It's not. But then you want to set up that config automatically. So you
template them. Then you discover they have slight differences in what they
accept and how they handle unknown/repeated values. Then you discover they
have different escaping rules. Then that one needs non-latin characters
quoted. etc. etc.

It's not easy to write parser for each one of them. But if you're installing a
full server with 10 different config files, you end up with 10 templates which
you just hope never run into any edge case of a particular format. And hope
that the next service will just use JSON. Or YAML. Or whatever standardised.

------
barrkel
We use typesafe config for our Java configuration, after inheriting it via
Akka + Play. The immutable recursive nature of the API is a slightly bigger
win than the config itself, which is just OK.

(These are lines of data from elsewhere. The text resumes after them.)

Issue #3383, opened 2025-03-30
📝 [Proposal]: Improve RFC Compliance


gaby:
### Feature Proposal Description

The main purpose of this issue is to track fixes to RFC compliance for the `GoFiber` framework. These are issues on the core and middleware code.

gaby:
We should tackle these each as a separate PR. Any that doesn't apply, we can ~strikeout~.

JIeJaitt:
@gaby Any screenshots of the OpenAI - o1 pro answer? I haven't used this model yet and would like to see it.

gaby:
@JIeJaitt It looks the same, the difference is that it takes longer to answer. For example that response above took almost 5 minutes.

nickajacks1:
I believe q value negotiation is [already implmented](https://github.com/gofiber/fiber/blob/main/helpers.go#L404). Might want to check the accuracy of the rest of the findings.

gaby:
@nickajacks1 I forgot to feed some files to the model. Re-running the prompt now with the full-code base.

gaby:
@nickajacks1 The content negotiation is not fully RFC compliant. This is what `o3-mini-high` found:

```
Accept Header Parsing and Sorting

The code that parses and sorts the “Accept” (and related) headers (functions like getOffer, forEachMediaRange, and sortAcceptedTypes) implements custom parsing and quality‑value (q‑value) sorting. Although the comments reference RFC 9110 and quality value rules, the handling of quoted strings or parameter ordering may be brittle.

Fix: Refine the parser or leverage an existing robust parser that correctly handles quoted parameters and ordering per RFC 9110 sections 8.3 and 8.4.
```

nickajacks1:
There is a way to parse media type params with the standard lib ( https://pkg.go.dev/mime#ParseMediaType ) but I didn't use it because there was a desire to minimize impact to performance.

For media type params and content negotiation, the rfc does not detail how the params should be used. I modeled the behavior based on how it is done in express.

If there are specific examples of breakage during quoted value parsing, it would be helpful to list them out.

PR #3538, opened 2025-06-23
🐛 bug: Fix Subdomains() parsing for IDNs

gaby:
## Summary
- handle punycode domains and trailing dots in `Subdomains`
- add RFC3986-compliant tests for fully-qualified and punycode hosts
- use `utils.ToLower` for host normalization

Related #3383

### DIFF
--- a/app.go
+++ b/app.go
@@ -532,7 +532,10 @@ func New(config ...Config) *App {
 	// Create Ctx pool
 	app.pool = sync.Pool{
 		New: func() any {
-			return app.newCtx()
+			if app.newCtxFunc != nil {
+				return app.newCtxFunc(app)
+			}
+			return NewDefaultCtx(app)
 		},
 	}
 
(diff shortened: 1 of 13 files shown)


ReneWerner87 (approved):

ReneWerner87:
@gaby can we reduce the allocation from 2 to 1 ?

gaby:
> @gaby can we reduce the allocation from 2 to 1 ?

I'm pretty sure the new alloc came from adding `utils.ToLower()`. Will re-test once the new utils is added to main repo. That's why I left it as draft still

gaby:
> > @gaby can we reduce the allocation from 2 to 1 ?
> 
> I'm pretty sure the new alloc came from adding `utils.ToLower()`. Will re-test once the new utils is added to main repo. That's why I left it as draft still

Using latest utils:
```
Benchmark_Ctx_Subdomains-4                                                          	 7405726	       162.8 ns/op	      64 B/op	       1 allocs/op
2025-06-23T11:49:27.7728245Z 
```

PR #3545, opened 2025-06-25
Improve cookie validation

gaby:
## Summary
- validate cookie domain with utils.IsIPv4
- expand invalid cookie cases in tests
- revert to validating cookies using `net/http.Cookie` then setting values on a `fasthttp.Cookie`

## Testing
- `make test`

------
https://chatgpt.com/codex/tasks/task_e_6859d5772c2c8333917de8044e8d64f8


gaby:
Why is the CI not running?

PR #3546, opened 2025-06-25
🧹 chore: Improve Cookie() validation

gaby:
## Summary
- expand invalid cookie cases in tests
- validate cookies using `net/http.Cookie` then setting values on a `fasthttp.Cookie`

Related #3383


gaby:
@coderabbitai full review

gaby:
Note to myself, using `hc.String()` will make performance really bad. The correct way is to:
- create http.Cookie()
- call Valid()
- use fasthttp.Cookie setters to create the Cookie.

efectn (approved):

ReneWerner87 (approved):

PR #3589, opened 2025-07-16
🐛 bug: Fix default configuration of CSRF Middleware

### LINKED ISSUE #3587: 🐛 [Bug]: Csrf.ConfigDefault use both 'KeyLookup' and 'Extractor'
### Bug Description

On v3 (and v2, but if it's fixed on v3 I'm fine) csrf.ConfigDefault{} has both fields 'KeyLookup' and 'Extractor'.

```go
var ConfigDefault = Config{
    KeyLookup:      "header:" + HeaderName,
    CookieName:     "csrf_",
    CookieSameSite: "Lax",
    IdleTimeout:    30 * time.Minute,
    KeyGenerator:   utils.UUIDv4,
    ErrorHandler:   defaultErrorHandler,
    Extractor:      FromHeader(HeaderName),
}
```

The documentation says :

> "KeyLookup will be ignored if Extractor is explicitly set."

So getting csrf.ConfigDefault, and change the "KeyLookup" to a form based parameter (for example) before calling csrf.New() with it, will do nothing, as Extractor is still set.

We have to set Extractor to nil for csrf to create the Extractor according to KeyLookup.

### How to Reproduce

1. 
```go
config := csrf.ConfigDefault
config.KeyLookup = form:"csrf"
app.Use(csrf.New(config))
...
```

### Expected Behavior

Changing "KeyLookup" should be enough and "Extractor" should not be set on csrf.ConfigDefault

### Fiber Version

v3

### Code Snippet (optional)

```go

```

### Checklist:

ismdeep:
fix: Csrf.ConfigDefault use both 'KeyLookup' and 'Extractor' #3587

Fixes #3587

### DIFF
--- a/middleware/csrf/config.go
+++ b/middleware/csrf/config.go
@@ -125,7 +125,7 @@ var ConfigDefault = Config{
 	IdleTimeout:    30 * time.Minute,
 	KeyGenerator:   utils.UUIDv4,
 	ErrorHandler:   defaultErrorHandler,
-	Extractor:      FromHeader(HeaderName),
+	Extractor:      nil,
 }
 
 // default ErrorHandler that process return error from fiber.Handler
--- a/middleware/csrf/csrf.go
+++ b/middleware/csrf/csrf.go
@@ -130,12 +130,17 @@ func New(config ...Config) fiber.Handler {
 				return cfg.ErrorHandler(c, err)
 			}
 
+			// Get Extractor
+			extractor := cfg.Extractor
+			if extractor == nil {
+				extractor = FromHeader(HeaderName)
+			}
+
 			// Extract token from client request i.e. header, query, param, form or cookie
-			extractedToken, err := cfg.Extractor(c)
+			extractedToken, err := extractor(c)
 			if err != nil {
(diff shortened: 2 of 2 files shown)


sixcolors:
My preference was towards not having `KeyLookup` and instead having only `Extractor`. However, I didn’t want to make a breaking change at the time and we have both. Now with v3 close to RC we could and remove `KeyLookup`. Thoughts?

ismdeep:
> KeyLookup

In other words, it is actually possible to implement the default Extractor based on the current default KeyLookup value, right?

sixcolors:
> > KeyLookup
> 
> In other words, it is actually possible to implement the default Extractor based on the current default KeyLookup value, right?

Yes, exactly — `KeyLookup` ultimately just maps to one of the extractor funcs anyway. Since `Extractor` is more flexible and already handles all supported cases, I’d suggest we remove the `KeyLookup` field altogether.

This would simplify the API and eliminate confusion about precedence. Users can still rely on the default header behavior, use one of the provided extractor functions, or define their own.

Now that we're nearing the v3 RC, this would be the right time to clean this up and make it consistent.

PR #3610, opened 2025-07-20
🐛 bug: Fix cookie secure flag with SameSite None

gaby:
## Summary
- ensure secure cookies when using `SameSite=None`
- add test verifying secure flag is auto-enabled for `SameSite=None`

Mozilla Docs: https://developer.mozilla.org/en-US/docs/Web/HTTP/Reference/Headers/Set-Cookie?utm_source=chatgpt.com#none

Chrome Docs: https://developers.google.com/search/blog/2020/01/get-ready-for-new-samesitenone-secure

### DIFF
--- a/ctx.go
+++ b/ctx.go
@@ -425,6 +425,10 @@ func (c *DefaultCtx) Cookie(cookie *Cookie) {
 		cookie.Path = "/"
 	}
 
+	if utils.ToLower(cookie.SameSite) == CookieSameSiteNoneMode && !cookie.Secure {
+		cookie.Secure = true
+	}
+
 	if cookie.SessionOnly {
 		cookie.MaxAge = 0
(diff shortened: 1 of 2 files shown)


ctx.go
```diff
@@ -425,6 +425,10 @@ func (c *DefaultCtx) Cookie(cookie *Cookie) {
 		cookie.Path = "/"
 	}
 
+	if utils.ToLower(cookie.SameSite) == CookieSameSiteNoneMode && !cookie.Secure {
```
sixcolors, line 428: To avoid allocations, you should use utils.EqualFold instead.

sixcolors: Also related #3608

gaby: @sixcolors I'm closing this PR then.

PR #3615, opened 2025-07-21
🧹 chore: Prioritize Forwarded header

gaby:
## Summary
- parse standard `Forwarded` header
- prefer `Forwarded` over `X-Forwarded-*` in `IP`, `Host` and `Scheme`
- document new behaviour
- add tests for `Forwarded` header


gaby:
How did `Host()` get so much slower? We don't even set a header

PR #3618, opened 2025-07-25
🔥 feat: Support for disabling response headers in Limiter Middleware

gaby:
## Summary
- introduce `DisableHeaders` option for limiter middleware
- set X-RateLimit headers only when not disabled
- document how to disable the headers
- test limiter without headers


ReneWerner87:
@gaby Should we include "HeaderRetryAfter" ?

gaby:
> @gaby Should we include "HeaderRetryAfter" ?

Done

PR #3631, opened 2025-07-29
🔥 feat: Support hashed BasicAuth passwords

gaby:
## Summary
- implement SHA/Bcrypt based auth verification in config
- default to SHA-256 hashes when no prefix provided
- document hashed password requirement
- update tests for SHA-256 hashes


ReneWerner87:
cli migration https://github.com/gofiber/cli/pull/150

PR #3659, opened 2025-08-04
🐛 bug: Fix bind All() merging logic

### LINKED ISSUE #3658: 🐛 [Bug]: Missing Content-Type breaks Bind.All functionality
### Bug Description

Setup Get request endpoint.

```
app.Get("/api/hello", func (c fiber.Ctx) error {
    var payload struct {
        Message string
     }
     if err := c.Bind().All(&payload); err != nil {
        return err;
     }
     return c.JSON(payload.Message)
}
```

### How to Reproduce

Use curl to make the request.

```sh
curl -v http://server.location/api/hello?message=world
```

Response: Unprocessable Entity Error

### Expected Behavior

Response: OK with message parameter returned back.

### Fiber Version

3 beta 5

### Code Snippet (optional)

```go
package main

import "log"

func main() {
  app := fiber.New()

  // Steps to reproduce

}
```

### Checklist:

gaby:
## Summary
- add internal validation skip to Bind
- merge all sources without early validation and skip empty bodies
- avoid body binding when Content-Type header is missing
- expand All() tests for query precedence, validators, and missing Content-Type cases

Fixes #3658

### DIFF
--- a/bind.go
+++ b/bind.go
@@ -309,7 +309,7 @@ func (b *Bind) All(out any) error {
 
 	// Precedence: URL Params -> Body -> Query -> Headers -> Cookies
 	sources := []func(any) error{b.URI}
-if b.ctx.RequestCtx().Request.Header.ContentLength() != 0 && len(b.ctx.RequestCtx().Request.Header.ContentType()) > 0 {
+	if b.ctx.RequestCtx().Request.Header.ContentLength() != 0 {
 		sources = append(sources, b.Body)
 	}
 	sources = append(sources, b.Query, b.Header, b.Cookie)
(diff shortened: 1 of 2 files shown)


bind.go
```diff
@@ -304,29 +308,32 @@ func (b *Bind) All(out any) error {
...
+	sources := []func(any) error{b.URI}
 
-	tempStruct := reflect.New(outElem.Type()).Interface()
+	// Check if both Body and Content-Type are set
+	if len(b.ctx.Request().Body()) > 0 && len(b.ctx.RequestCtx().Request.Header.ContentType()) > 0 {
+		sources = append(sources, b.Body)
+	}
+	sources = append(sources, b.Query, b.Header, b.Cookie)
+	prevSkip := b.skipValidation
+	b.skipValidation = true
```
ReneWerner87, line 319: Not sure
What happens with parallel processing in the same App? Shouldn't we pass this on via arguments?

ReneWerner87: her is no problem, the bind is only per request

Theoretically, problems could arise with multiple routes connected in series or an internal redirect, but these are edge cases.

PR #3676, opened 2025-08-11
Respect immutable config for params and protocol

gaby:
## Summary
- ensure route parameters copy when Immutable config enabled
- use config-aware getter for HTTP protocol and Content-Encoding headers
- add test ensuring Params uses independent memory under Immutable

## Testing
- `make audit` *(fails: EncodeMsg passes lock by value)*
- `make generate`
- `make betteralign`
- `make modernize`
- `make format`
- `make test`

------
https://chatgpt.com/codex/tasks/task_e_689850834ea88333bd092bb5be0e03b2

### DIFF
--- a/req.go
+++ b/req.go
@@ -137,7 +137,7 @@ func (r *DefaultReq) Body() []byte {
 	request := r.Request()
 
 	// Get Content-Encoding header
-	headerEncoding = utils.ToLower(utils.UnsafeString(request.Header.ContentEncoding()))
+	headerEncoding = utils.ToLower(r.App().getString(request.Header.ContentEncoding()))
 
 	// If no encoding is provided, return the original body
 	if len(headerEncoding) == 0 {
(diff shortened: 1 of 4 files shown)


req.go
```diff
@@ -137,7 +137,7 @@ func (r *DefaultReq) Body() []byte {
 	request := r.Request()
 
 	// Get Content-Encoding header
-	headerEncoding = utils.ToLower(utils.UnsafeString(request.Header.ContentEncoding()))
+	headerEncoding = utils.ToLower(r.App().getString(request.Header.ContentEncoding()))
```
ReneWerner87: That is not necessary, as it has no effect on the return value.

ReneWerner87 (changes requested):
only this
https://github.com/gofiber/fiber/pull/3676/files#diff-c1dd96b8f46ee699fee659dae47060743ec1f62de44d7fe4144f0fc927ea8c8aR140

rest looks good

req.go
gaby: Done

PR #3677, opened 2025-08-11
📒 docs: Add context guide

gaby:
## Summary
- document Fiber's Ctx as a `context.Context`
- explain using `fasthttp.RequestCtx` and `fasthttpctx`
- cover helper functions like `requestid.FromContext`

### DIFF
--- a/docs/guide/context.md
+++ b/docs/guide/context.md
@@ -1,6 +1,6 @@
 ---
-id: context
-title: "\U0001F9E0 Context"
+id: go-context
+title: "\U0001F9E0 Go Context"
 description: >-
   Learn how Fiber's Ctx integrates with Go's context.Context,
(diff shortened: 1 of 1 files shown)


docs/guide/context.md
```diff
@@ -0,0 +1,191 @@
+---
+id: context
+title: "\U0001F9E0 Context"
```
efectn: Context might be ambiguous name as we already have `Ctx` page. I think we need to find a different name

ReneWerner87: i agree, maybe something with go context
or context.context

@coderabbitai suggest a good name

ReneWerner87: @gaby

gaby: @ReneWerner87 updated

PR #481, opened 2020-09-15
feat: show a link to the comparison range on bisect complete

nornagon:
For easy clickin'!

Screenshot_9_18_20__10_43_AM

### DIFF
--- a/src/renderer/components/commands-bisect.tsx
+++ b/src/renderer/components/commands-bisect.tsx
@@ -29,12 +29,24 @@ export class BisectHandler extends React.Component<BisectHandlerProps> {
 
       const [minRev, maxRev] = response;
       const [minVer, maxVer] = [minRev.version, maxRev.version];
-      const message = `Check between versions ${minVer} and ${maxVer}.`;
+      const message = (
+        <>
+          Check the range{' '}
+          <a
+            target="_blank"
+            rel="noreferrer"
+            href={`https://github.com/electron/electron/compare/v${minVer}...v${maxVer}`}
+          >
+            {minVer}...{maxVer}
+          </a>
+          .
+        </>
+      );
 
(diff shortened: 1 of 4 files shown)


codebytere:
@nornagon do you have a screenshot of the new UI?

codebytere (commented):
@nornagon do you have a screenshot of the new UI?

This is also struggling here:

```
FAIL tests/renderer/components/commands-spec.tsx
  ● Test suite failed to run
    src/renderer/components/commands-bisect.tsx:49:9 - error TS2322: Type 'Element' is not assignable to type 'string'.
    49         label: <>Bisect complete. {message}</>,
               ~~~~~
      src/interfaces.ts:60:3
        60   label: string;
             ~~~~~
        The expected type comes from property 'label' which is declared here on type 'GenericDialogOptions'
```

nornagon:
@codebytere screenshot added to description & tests fixed.

codebytere (approved):

src/renderer/components/commands-bisect.tsx
```diff
@@ -29,12 +29,24 @@ export class BisectHandler extends React.Component<BisectHandlerProps> {
...
+          </a>
+          .
+        </>
+      );
 
       appState.pushOutput(`[BISECT] Complete: ${message}`);
       appState.setGenericDialogOptions({
         type: GenericDialogType.success,
-        label: `Bisect complete. ${message}`,
+        label: <>Bisect complete. {message}</>,
```
HashimotoYT, line 49: I think for more organizing we can move this "Bisect complete." also inside the `message` constant, and just return the single constant with all inside. This also should help to remove the second `React.Fragment`.

HashimotoYT (approved):
Looks cool, one small improvement.

Issue #479, opened 2020-09-15
Cmd+A doesn't work in text fields


nornagon:
Version 0.16.0 (9.1.1)
macOS 10.15.3

To repro:
1. Click any text field (e.g. the fiddle URL box, or the search box in the version selector)
2. Type some text so the field isn't empty
3. Press Cmd+A

Expected behavior:
All the text in the field should be selected

Actual behavior:
Selection does not change

codebytere:
Looks like this is broken here: https://github.com/electron/fiddle/blob/7bab1578636894925dcc227148439f6848d3a7e4/src/main/menu.ts#L268-L276

PR #483, opened 2020-09-16
fix: selectAll should work in text fields

codebytere:
Closes https://github.com/electron/fiddle/issues/479.

Also sends the action to the first responder so that this also works in the version picker and gist text field.

cc @nornagon @erickzhao @HashimotoYT


HashimotoYT (approved):
yeah
alt: nothing to say, just 👍

Issue #482, opened 2020-09-15
Bisect misunderstands ordering between stable, nightly and beta


nornagon:
Fiddle version: 0.16.0

To repro:
1. Enable bisect button
2. Click bisect
3. Select 10.0.0-nightly.20200209 as the "known good" version
4. Open the "known bad" version selector

Expected behavior:
It should be possible to select a beta version, e.g. 10.0.0-beta.23, as the "known bad" version, as all betas are logically later than all nightlies.

Actual behavior:
All the 10.0.0-beta.* versions are greyed out and unselectable.

PR #485, opened 2020-09-18
fix: version prerelease sorting

codebytere:
Closes https://github.com/electron/fiddle/issues/482.

The issue opened by @nornagon exposed a greater issue, which was that we weren't previously sorting prerelease tags at all in our logic. This meant that for a given major version the stable tags would correctly show at the top, but they would be followed by nightly tags instead of beta tagged version, which is incorrect since beta are strictly newer than nightlies. 

Semver does not handle this on its own: https://www.npmjs.com/package/semver#prerelease-tags

As such this PR seeks to address that by adding extra logic to `sortedElectronMap` to ensure prerelease tags sort properly as well as a test to ensure that's the case. Also tested with @nornagon's repro.

<details>
<summary>Before</summary>
Screen Shot 2020-09-17 at 11 10 03 PM
</details>

<details>
<summary>After</summary>
Screen Shot 2020-09-17 at 11 11 53 PM
</details>

cc @HashimotoYT @felixrieseberg

### DIFF
--- a/src/utils/sorted-electron-map.ts
+++ b/src/utils/sorted-electron-map.ts
@@ -20,12 +20,28 @@ export function sortedElectronMap<T>(
         return a.localeCompare(b);
       }
 
-      if (!semver.valid(a)) {
-        return -1;
-      }
+      if (!semver.valid(a)) return -1;
+      if (!semver.valid(b)) return 1;
 
-      if (!semver.valid(b)) {
-        return 1;
+      // Handle prerelease tag sorting - semver does not handle this.
+      // See https://www.npmjs.com/package/semver#prerelease-tags for more.
+      const bothPre = semver.prerelease(a) && semver.prerelease(b);
+      const sameCoerced =
+        semver.valid(semver.coerce(a)) === semver.valid(semver.coerce(b));
+      if (bothPre && sameCoerced) {
+        const [tagA, valueA] = semver.prerelease(a)!;
+        const [tagB, valueB] = semver.prerelease(b)!;
+
+        if (tagA === 'beta' && tagA === tagB) {
+          // Both are betas - compare beta number.
+          return valueA > valueB ? -1 : 1;
+        } else if (tagA === 'nightly' && tagA === tagB) {
+          // Both are nightlies - compare nightly dates strings.
+          return -`${valueA}`.localeCompare(`${valueB}`);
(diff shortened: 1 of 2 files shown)


src/utils/sorted-electron-map.ts
```diff
@@ -20,12 +20,27 @@ export function sortedElectronMap<T>(
...
 
-      if (!semver.valid(a)) {
-        return -1;
-      }
+      if (!semver.valid(a)) return -1;
+      if (!semver.valid(b)) return 1;
+
+      // Handle prerelease tag sorting - semver does not handle this.
+      // See https://www.npmjs.com/package/semver#prerelease-tags for more.
+      if (semver.prerelease(a) && semver.prerelease(b)) {
```
nornagon, line 28:
```suggestion
      if (semver.major(a) === semver.major(b) && semver.prerelease(a) && semver.prerelease(b)) {
```

nornagon: (maybe check minor/patch versions too? i know we don't currently have any prerelease versions that aren't `x.0.0`, but we might in future have `x.1.0-beta.1` or something so it'd be best to compare the full version here i think)

src/utils/sorted-electron-map.ts
```diff
@@ -20,12 +20,27 @@ export function sortedElectronMap<T>(
...
 
-      if (!semver.valid(b)) {
-        return 1;
+        if (semver.major(a) === semver.major(b)) {
+          if (tagA === 'beta' && tagA === tagB) {
+            // Both are betas - compare beta number.
+            return valueA > valueB ? -1 : 1;
+          } else if (tagA === 'nightly' && tagA === tagB) {
+            // Both are nightlies - compare nightly date.
+            return new Date(valueA) > new Date(valueB) ? -1 : 1;
```
nornagon, line 38: no need to convert these into dates as the strings themselves will sort the right way.
```suggestion
            return valueA.localeCompare(valueB);
```

src/utils/sorted-electron-map.ts
codebytere: This gets checked on line 32 - happy to move it but logically this should already work as expected?

nornagon (approved):

HashimotoYT (approved):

The way the config composes between reference.conf and application.conf and
possibly more confs in the classpath can be a bit confusing, but the API gives
you the ability to introspect the source of a config value. It's pretty nifty
when you need the overlaying behaviour though.

There's a lot more ports for it available now than when we started using it
several years ago, which decreases its previously monolingual risk quite a
bit.

------
dwiechert
We use HOCON for one of our projects and I enjoy working with it. Some of the
things I like are:

\- It's a superset of JSON - so you can just write JSON if you don't want to
change

\- The ability to add comments

\- Multi-line strings with the use of Scala's triple-quotes

\- Reference other values with the use of in-line variables -
[https://github.com/typesafehub/config/blob/master/HOCON.md#s...](https://github.com/typesafehub/config/blob/master/HOCON.md#substitutions)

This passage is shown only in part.